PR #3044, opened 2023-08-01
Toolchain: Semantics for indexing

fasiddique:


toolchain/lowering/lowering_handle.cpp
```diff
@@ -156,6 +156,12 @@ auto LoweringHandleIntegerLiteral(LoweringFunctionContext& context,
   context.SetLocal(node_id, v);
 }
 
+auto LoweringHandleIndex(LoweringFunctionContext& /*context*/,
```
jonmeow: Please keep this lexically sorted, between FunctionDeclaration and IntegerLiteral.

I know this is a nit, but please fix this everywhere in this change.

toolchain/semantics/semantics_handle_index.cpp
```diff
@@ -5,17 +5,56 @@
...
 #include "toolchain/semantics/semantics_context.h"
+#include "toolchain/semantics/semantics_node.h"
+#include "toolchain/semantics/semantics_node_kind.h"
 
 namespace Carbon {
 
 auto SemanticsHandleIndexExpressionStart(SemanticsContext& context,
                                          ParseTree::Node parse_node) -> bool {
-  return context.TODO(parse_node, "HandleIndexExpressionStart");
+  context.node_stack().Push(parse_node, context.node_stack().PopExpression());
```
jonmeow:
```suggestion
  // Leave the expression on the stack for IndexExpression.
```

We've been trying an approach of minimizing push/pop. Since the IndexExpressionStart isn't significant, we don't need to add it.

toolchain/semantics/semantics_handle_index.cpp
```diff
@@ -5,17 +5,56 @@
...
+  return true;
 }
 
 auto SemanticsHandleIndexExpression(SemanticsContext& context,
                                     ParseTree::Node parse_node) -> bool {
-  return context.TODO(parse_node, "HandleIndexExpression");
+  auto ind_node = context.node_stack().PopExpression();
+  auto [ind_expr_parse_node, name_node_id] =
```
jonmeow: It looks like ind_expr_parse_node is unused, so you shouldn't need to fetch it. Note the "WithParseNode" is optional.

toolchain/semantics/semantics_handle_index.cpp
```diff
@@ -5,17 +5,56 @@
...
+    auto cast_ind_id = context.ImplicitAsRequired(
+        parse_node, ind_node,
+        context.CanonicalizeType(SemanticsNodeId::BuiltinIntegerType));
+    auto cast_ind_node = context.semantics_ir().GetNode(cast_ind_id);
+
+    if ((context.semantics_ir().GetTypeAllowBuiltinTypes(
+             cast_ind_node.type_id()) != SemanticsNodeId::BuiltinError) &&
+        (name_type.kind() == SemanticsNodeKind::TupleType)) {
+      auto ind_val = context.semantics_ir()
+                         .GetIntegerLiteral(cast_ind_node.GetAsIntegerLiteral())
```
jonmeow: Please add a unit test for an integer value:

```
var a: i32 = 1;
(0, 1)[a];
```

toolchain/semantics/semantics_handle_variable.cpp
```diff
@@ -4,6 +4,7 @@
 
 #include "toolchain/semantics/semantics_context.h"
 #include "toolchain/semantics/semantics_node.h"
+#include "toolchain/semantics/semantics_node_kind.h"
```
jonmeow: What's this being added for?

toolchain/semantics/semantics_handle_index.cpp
=-=-=
Would you please return all lines from the listing above that contain "TODO"?

-  return context.TODO(parse_node, "HandleIndexExpressionStart");
-  return context.TODO(parse_node, "HandleIndexExpression");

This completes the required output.